Ostinelli A, Gelosa S, Frigerio M, Monti A F
Servizio di Fisica Sanitaria, Azienda Ospedaliera S. Anna, Como.
Radiol Med. 1998 Oct;96(4):390-3.
Shaped fields are widely used in radiotherapy to protect critical organs and to avoid unnecessary normal tissue irradiation. The most common system for photon beam shaping consists in a low melting point alloy. We studied the air bubbles which can occur during alloy cooling with both new and remelted alloys and when different cooling techniques are chosen.
Forty cone samples (18 of remelted alloy and 22 of new alloy) were prepared to evaluate the frequence of air bubble recurrence, with reproducible geometric sizes (height = 70 mm, major base surface diameter = 60 mm, minor base surface diameter = 40 mm). Air bubble sizes and dose inhomogeneity were evaluated by reproducing 60Co radiograph of each sample (two orthogonal projections: 6 x 7 cm). The samples were cooled at a constant temperature, following three different modalities: high (25 degrees C), medium (5 degrees C), low (-20 degrees C) temperature. Owing to the small geometrical magnification, air bubble sizes were determined by measuring their surface on samples lateral projections, taking into account the sight detectable bubble edges.

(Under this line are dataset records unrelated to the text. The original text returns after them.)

PR #1927, opened 2019-11-14
Benchmark: make --runs default to infinity

### LINKED ISSUE #1919: Make benchmark --runs parameter default to infinity
The current max of 10000 runs means that a multi-threaded run of TPC-H 6 runs for less than there seconds on nemea. Not enough for reliable numbers. Instead of arbitrarily increasing that value, we should let it default to -1, meaning infinity.

I prefer -1 over 0 because I sometimes use `-r 0` to generate an empty JSON file for comparison.

mrks:
fixes #1919

### DIFF
--- a/scripts/test/hyriseBenchmarkTPCH_test.py
+++ b/scripts/test/hyriseBenchmarkTPCH_test.py
@@ -16,7 +16,7 @@ def main():
   arguments["--use_prepared_statements"] = "true"
   arguments["--queries"] = "'1,13,19'"
   arguments["--time"] = "10"
-  arguments["--runs"] = "100"
+  arguments["--runs"] = "-1"
   arguments["--output"] = "'json_output.txt'"
   arguments["--mode"] = "'Shuffled'"
   arguments["--encoding"] = "'Dictionary'"
@@ -34,7 +34,6 @@ def main():
   benchmark.expect("Running benchmark in 'Shuffled' mode")
   benchmark.expect("Encoding is 'Dictionary'")
   benchmark.expect("Chunk size is 100000")
-  benchmark.expect("Max runs per item is 100")
   benchmark.expect("Max duration per item is 10 seconds")
   benchmark.expect("No warmup runs are performed")
   benchmark.expect("Not caching tables as binary files")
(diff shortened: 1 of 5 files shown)


src/benchmarklib/benchmark_config.cpp
```diff
@@ -3,7 +3,7 @@
 namespace opossum {
 
 BenchmarkConfig::BenchmarkConfig(const BenchmarkMode benchmark_mode, const ChunkOffset chunk_size,
-                                 const EncodingConfig& encoding_config, const bool indexes, const size_t max_runs,
+                                 const EncodingConfig& encoding_config, const bool indexes, const int64_t max_runs,
```
tobodner: Do you think that we will ever exceed int32_t here?

scripts/test/hyriseBenchmarkTPCH_test.py
```diff
@@ -16,7 +16,7 @@ def main():
   arguments["--use_prepared_statements"] = "true"
   arguments["--queries"] = "'1,13,19'"
   arguments["--time"] = "10"
-  arguments["--runs"] = "100"
+  arguments["--runs"] = "-1"
```
tobodner: Remove, since this is now back to default of benchmark config?

src/benchmarklib/benchmark_config.cpp
Bouncner: I wouldn’t be surprised if we did. Especially some long running self-pimping tests (or super slow lambda functions 😁) might run TPC-H Q6 for hours.
And it basically doesn’t cost anything.

scripts/test/hyriseBenchmarkTPCH_test.py
mrks: The idea is to see what is tested in this test

src/benchmarklib/benchmark_config.cpp
tobodner: Alright.

scripts/test/hyriseBenchmarkTPCH_test.py
tobodner: I do not like redundancy, which is why I brought it up. I am OK with this as well.

mrks: I wouldn't call it redundant. If this was a defaulted c++ parameter, I would also want to explicitly test the parameter, not relying on whatever was set as a default

PR #1833, opened 2018-12-17
Package up core-logger types

paroxysm:
## Proposed changes
Addresses #1807
Exports core-logger types to introduce type-safety to modules that depend on it.
According to https://www.typescriptlang.org/docs/handbook/declaration-files/publishing.html
We have two options, we can package up the types in the module itself leveraging https://basarat.gitbooks.io/typescript/docs/tips/barrel.html to export all types that other dependencies might reference OR publish a separate @types/<ark_module> to npm for each module. The former just works and resolves locally(w/o having to go through NPM to resolve things) so we can adopt that for the rest of the modules.

## Types of changes

## Checklist

<!--

### DIFF
--- a/packages/core-logger-winston/src/index.ts
+++ b/packages/core-logger-winston/src/index.ts
@@ -1,3 +1,4 @@
+import { LogManager } from "@arkecosystem/core-logger";
 import { defaults } from "./defaults";
 import { Logger } from "./driver";
 
@@ -7,8 +8,7 @@ export const plugin = {
     alias: "logger",
     extends: "@arkecosystem/core-logger",
     async register(container, options) {
-        const logManager = container.resolvePlugin("logManager");
-        // @ts-ignore
+        const logManager: LogManager = container.resolvePlugin("logManager");
         await logManager.makeDriver(new Logger(options));
 
         return logManager.driver();
--- a/packages/core-logger/package.json
+++ b/packages/core-logger/package.json
@@ -6,8 +6,8 @@
         "Brian Faust <brian@ark.io>"
     ],
     "license": "MIT",
-    "main": "index",
-    "types": "index",
+    "main": "dist/index",
+    "types": "dist/index",
     "files": [
         "dist"
     ],
--- a/packages/core-logger/package.json
+++ b/packages/core-logger/package.json
@@ -6,7 +6,8 @@
         "Brian Faust <brian@ark.io>"
     ],
     "license": "MIT",
-    "main": "dist/index.js",
+    "main": "dist/index",
+    "types": "index",
     "files": [
         "dist"
     ],
--- a/packages/core-logger/package.json
+++ b/packages/core-logger/package.json
@@ -6,7 +6,7 @@
         "Brian Faust <brian@ark.io>"
     ],
     "license": "MIT",
-    "main": "dist/index",
+    "main": "index",
     "types": "index",
     "files": [
         "dist"
--- a/.gitignore
+++ b/.gitignore
@@ -62,3 +62,6 @@ packages/**/dist/
 
 # Random
 peers_backup.json
+
+#Webstorm/Intellij
+.idea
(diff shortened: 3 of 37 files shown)


packages/core-logger-winston/src/index.ts
```diff
@@ -7,8 +8,7 @@ export const plugin = {
     alias: "logger",
     extends: "@arkecosystem/core-logger",
     async register(container, options) {
-        const logManager = container.resolvePlugin("logManager");
-        // @ts-ignore
+        const logManager = container.resolvePlugin("logManager") as LogManager;
```
faustbrian: `const logManager: LogManager = container.resolvePlugin("logManager");`

packages/core-logger/package.json
```diff
@@ -6,7 +6,8 @@
         "Brian Faust <brian@ark.io>"
     ],
     "license": "MIT",
-    "main": "dist/index.js",
+    "main": "dist/index",
+    "types": "dist/index",
```
faustbrian: A proper type definition should be created instead of just using the `dist` files.

paroxysm: Typescript already produces declarations for us, but barrel index.ts in the root folder of each module will work too.
So rather than "dist/index.d.ts"
I'll create an "./index.ts" that uses the barrel pattern to export the types. Will that work?

paroxysm: Done. Can I safely assume that this will be the pattern to adopt across all modules?

faustbrian:
Tests are failing because of missing exports.

packages/core-logger/package.json
paroxysm: I'm getting strange issues using the approach. it doesn't like a ./index.d.ts exporting types, which cause some test failures since it can't resolve the types.

However, if I export the types via ./src/index.ts, then the tests run. /src/index.ts automatically generates a /dist/index.d.ts. Since this works, is there any reason why we can't use 'types: dist/index'?

paroxysm: Nevermind, I've got it working. Will be committing shortly..

paroxysm:
Tests are now passing, the issue was that I hadn't included `./index.ts` to be compiled in `tsconfig.json`

faustbrian:
Have you tried starting a relay after those changes?

packages/core-logger/package.json
```diff
@@ -6,7 +6,8 @@
         "Brian Faust <brian@ark.io>"
     ],
     "license": "MIT",
-    "main": "dist/index.js",
+    "main": "index",
```
faustbrian: This will result in an error that the module cannot be found if you try to start a relay as the compiled files are not what is being served for an import.

paroxysm: Yes, this is because now the resulting compiled files are in `/dist/src` as opposed to `/dist` previously. This is because we're now compiling `./index.ts`, ts is preserving those folder structures when outputting to `/dist`
This causes that line `pkg : require('../package.json')` to fail because the file is now located in `/dist/src/index.js` as opposed to `/dist/index.js`.

It's fixable by going up 1 more level, so `pkg : require('../../package.json')` but it just reads weirdly...

paroxysm: We can also impose a new pattern entirely, where in each module, the `/src/index.ts` is a barrel file for exporting types. Then we rename the file that exports the plugin descriptor object to `plugin.ts`
That way, leave the `tsconfig.js` unchanged. All compiled sources explode into `/dist` instead of `dist/src` and it still works because the `plugin.ts` is still exporting the `plugin` property

paroxysm: I've applied the changes I suggeste @faustbrian, the relay now runs and all tests pass.
Lemme know if you're cool w/ this new pattern. The alternative is to combine both the barrel pattern and the existing code for exporting the plugin object into one `index.ts` but I wanted to keep the two separate

faustbrian:
Looks ok for now, ultimately I would aim for proper declaration files though.

paroxysm:
@faustbrian Based on the typescript compiler options that we're inheriting from `@sindresorhus/tsconfig`. Declaration files are being automatically generated. So if we we're adopting a barrel file pattern, the corresponding .d.ts is generated for us.
This frees us from the manually maintaining it. If we need to make tweaks, we can tweak the barrel file to exclude/include types

faustbrian:
Feel free to send PRs for other packages, the foreseeable future that solution is good enough.

paroxysm:
Okay cool, I wasn't sure whether it was an acceptable pattern to start applying, thanks for the go-ahead. I'll proceed with the others!

PR #1873, opened 2018-12-20
refactor: add minimum of minFeeBroadcast for getFeeStatistics query

### LINKED ISSUE #1741: Default feestatistics should match default node settings
[getFeestatistics()](https://github.com/ArkEcosystem/core/blob/fad5a259b1b1c074e7cf35d8279371ac78a47062/packages/core-graphql/src/repositories/transactions.ts#L257) should have a minimum for the query for fees. This would reflect a non-adjusted node's fee structure with offset. Currently this includes delegates with modified fee structures self-packaging transactions in their blocks, which drags the minimum down and probably the average. The current model reflects on delegates as they have a very high throughput on the network, however only they are able to make these transactions. I'm not sure how feestatistics are useful for delegates, because of the aforementioned method.

vulet:
## Proposed changes 
Resolves #1741.

## Types of changes

## Checklist

### DIFF
--- a/packages/core-api/src/repositories/transactions.ts
+++ b/packages/core-api/src/repositories/transactions.ts
@@ -261,7 +261,7 @@ export class TransactionsRepository extends Repository implements IRepository {
             .from(this.query)
             // @ts-ignore
             .where(this.query.timestamp.gte(slots.getTime(dayjs().subtract(30, "days"))))
-            .and(this.query.fee.gte(minFeeBroadcast))
+            .and(this.query.fee.gte(this.transactionPool.options.dynamicFees.minFeeBroadcast))
             .group(this.query.type)
             .order('"timestamp" DESC');
 
--- a/packages/core-api/src/repositories/transactions.ts
+++ b/packages/core-api/src/repositories/transactions.ts
@@ -1,5 +1,6 @@
 import { app } from "@arkecosystem/core-container";
 import { constants, slots } from "@arkecosystem/crypto";
+import { config as localConfig } from "@arkecosystem/core-transaction-pool";
 import dayjs from "dayjs-ext";
 import { IRepository } from "../interfaces/repository";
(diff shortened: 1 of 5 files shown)


packages/core-graphql/package.json
```diff
@@ -29,6 +29,7 @@
     "dependencies": {
         "@arkecosystem/core-container": "^2.1.0",
         "@arkecosystem/core-http-utils": "^2.1.0",
+        "@arkecosystem/core-transaction-pool": "^2.1.0",
```
faustbrian: Packages itself should never have a dependency on anything but interfaces and the container.

packages/core-api/src/repositories/transactions.ts
```diff
@@ -248,6 +249,7 @@ export class TransactionsRepository extends Repository implements IRepository {
      * @return {Object}
      */
     public async getFeeStatistics(): Promise<any> {
+        const minFeeBroadcast = localConfig.get("dynamicFees.minFeeBroadcast");
```
faustbrian: This should be resolved from the container, those config objects are only for plugin internal use.

packages/core-graphql/src/repositories/transactions.ts
```diff
@@ -255,6 +256,7 @@ class TransactionsRepository extends Repository {
      * @return {Object}
      */
     public async getFeeStatistics() {
+        const minFeeBroadcast = localConfig.get("dynamicFees.minFeeBroadcast");
```
faustbrian: This should be resolved from the container, those config objects are only for plugin internal use.

vulet:
I see, something like this?

boldninja:
@vulet Can you provide me with your ARK address for GitHub bounty? You can also contact me on ARK's Slack - https://ark.io/slack (username : boldninja) and direct message me your address there.

PR #1887, opened 2018-12-20
chore: export core-logger-winston types.

paroxysm:
## Proposed changes
Further addresses #1795. While we're exporting the `Logger` type defined in this module. The rest of the modules will only depend on `core-logger` module for its `AbstractLogger` type. This ensures that, even though we're introducing a `core-logger` dependency to all modules that need to log(so as to benefit from type-safety), we still retain the ability to supplant the `core-logger-winston` implementation with a different implementation as long as that implementation extends from `core-logger`'s `AbstractLogger` 

i.e. Override the winston logger with a logstash json encoded logger or RDMS logger or even a network streaming logger. As long as all these extend from the `AbstractLogger` in `core-logger` module, they still benefit from the type-safety but don't restrict the rest of the modules to one specific implementation.

## Types of changes

## Checklist

### DIFF
--- a/packages/core-logger/src/logger.ts
+++ b/packages/core-logger/src/logger.ts
@@ -60,7 +60,13 @@ export abstract class AbstractLogger {
      * @param  {Number} figures
      * @return {void}
      */
-    public abstract printTracker(title: string, current: number, max: number, postTitle: string, figures: number): void;
+    public abstract printTracker(
+        title: string,
+        current: number,
+        max: number,
+        postTitle: string,
+        figures?: number,
+    ): void;
 
     /**
      * Stop the progress tracker.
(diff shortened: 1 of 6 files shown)


packages/core-logger/src/logger.ts
```diff
@@ -60,7 +60,13 @@ export abstract class AbstractLogger {
      * @param  {Number} figures
      * @return {void}
      */
-    public abstract printTracker(title: string, current: number, max: number, postTitle: string, figures: number): void;
+    public abstract printTracker(
```
faustbrian: Did `tslint` format it like that?

paroxysm: Yes :(

faustbrian: Odd, never yet complained to me about that line.

PR #1891, opened 2018-12-20
Export & use core-container types

paroxysm:
## Proposed changes
Address #1789 and also further propagate `core-logger`'s `AbstractLogger` type usage.
We're leveraging ts generics to be able to retrieve typed objects directly from the `Container` class.
For the time-being, the generic is defaulted to `any` to prevent compilation issues, but in the future, as we expose more module typedefs, we can remove that default to enforce that we always get typed values from the `Container`

We're also introducing `core-logger` as a dependency to every module that was previously grabbing a reference via `container.resolvePlugin('logger')`

I'm trying to be careful not to introduce a circular dependency. I know there can definitely be one in `core-container` and `core-logger` when they both try to import each other's types. For this edge-case we can break the pattern by having `core-logger` not import `core-container`'s typedefs but it's not that big of an issue.

## Types of changes

## Checklist

### DIFF
--- a/packages/core-api/package.json
+++ b/packages/core-api/package.json
@@ -29,6 +29,7 @@
     },
     "dependencies": {
         "@arkecosystem/core-container": "^2.1.0",
+        "@arkecosystem/core-logger": "^2.1.0",
         "@arkecosystem/core-http-utils": "^2.1.0",
         "@arkecosystem/core-transaction-pool": "^2.1.0",
         "@arkecosystem/core-utils": "^2.1.0",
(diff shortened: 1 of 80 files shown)


paroxysm:
Looking into them..

paroxysm:
@faustbrian  These failures don't appear to have anything to do w/ my changes. There is brittleness in there somewhere that's surfacing now. The code that was merged doesn't even affect the module whose tests are failing

paroxysm:
@faustbrian I can reproduce these failures on the develop branch w/o the changes in this PR. Seems something else recent is causing these failures.

paroxysm:
It's strange tho, there should've been a 100% failure across all CI runs but only a few failed while some passed....

faustbrian:
@paroxysm you can use https://help.github.com/articles/closing-issues-using-keywords/ if you want to automatically close issues as resolved.

Instead of `Address #1789` write `Resolves #1789`.

paroxysm:
Thanks, that's really nifty @faustbrian!

PR #1900, opened 2018-12-22
chore: format arktoshi

zillionn:
## Proposed changes
Very often I have hard time reading the amount/fee in the logs, for example:
`0.00765 Ѧ`
I'm not sure is this `765,000` arktoshi or is it `76,500`?! Also to figure this out, you must know the network's decimal places.

IMO it should be printed like this:
`Ѧ0.00765000`

## Types of changes

## Checklist

### DIFF
--- a/packages/core-tester-cli/__tests__/commands/command.test.ts
+++ b/packages/core-tester-cli/__tests__/commands/command.test.ts
@@ -309,10 +309,10 @@ describe("Command Base", () => {
 
     describe("static __arktoshiToArk", () => {
         it("should give ark", () => {
-            expect(Command.__arktoshiToArk(1)).toBe("0.00000001 DѦ");
-            expect(Command.__arktoshiToArk(10000000)).toBe("0.1 DѦ");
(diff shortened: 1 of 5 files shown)


zillionn:
Hm, is there an easy way to hide the zeros if it's a whole number when using `toLocaleString .minimumFractionDigits: 8`? Because `765000` becomes `0.00765000` but `10000000000` also becomes `10.00000000`.

paroxysm:
Maybe you can print the Arktoshi value a long side it to help? I don't see how it's confusing.

zillionn:
@paroxysm Currently it's printer like this `0.000007`. How much "toshi" is this?

paroxysm:
I'm not reading that in arktoshi, I'm reading that in Ark. If I wanted the Arktoshi value, I'd multiply that by 1e8. I'm saying seeing the value as Ark is the standard, but you can add supplementary info to display in Arktoshi, but keep the standard.

zillionn:
You don't understand me, but I guess nobody else agrees with me so I'm closing this.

Up to 300 mm2 lateral surface bubbles are always present in all castings. Casting inhomogeneities can produce a film-density inhomogeneity ranging from 9% to 40%. The spatial distribution of bubbles seems to be random.
Bubble recurrence is independent of both the metal alloy (repeatedly used castings) and the different block cooling modalities. The effect of air bubbles on the shielded areas dose inhomogeneity is generally of no relevant importance. However, these inhomogeneities can produce hot spots which must be taken into accurate consideration only in the particular treatments where critical small size organ dose sparing represents a basic issue (i.e. the shielding of eye lens).
成形射野在放射治疗中被广泛用于保护关键器官并避免不必要的正常组织照射。光子束成形最常用的系统由低熔点合金组成。我们研究了在合金冷却过程中,使用新合金和重熔合金以及选择不同冷却技术时可能出现的气泡。
制备了40个锥形样品(18个重熔合金样品和22个新合金样品),以评估气泡重现的频率,其几何尺寸可重现(高度 = 70毫米,大底面直径 = 60毫米,小底面直径 = 40毫米)。通过再现每个样品的60Co射线照片(两个正交投影:6×7厘米)来评估气泡大小和剂量不均匀性。样品按照三种不同方式在恒定温度下冷却:高温(25摄氏度)、中温(5摄氏度)、低温(-20摄氏度)。由于几何放大倍数较小,通过测量样品侧面投影上气泡的表面来确定气泡大小,同时考虑可见的可检测气泡边缘。
在所有铸件中,始终存在面积达300平方毫米的侧面气泡。铸件不均匀性可产生9%至40%的胶片密度不均匀性。气泡的空间分布似乎是随机的。
气泡重现与金属合金(重复使用的铸件)和不同的模块冷却方式均无关。气泡对屏蔽区域剂量不均匀性的影响通常无关紧要。然而,这些不均匀性可产生热点,仅在关键小尺寸器官剂量 sparing 是基本问题的特定治疗中(即晶状体的屏蔽)才必须予以精确考虑。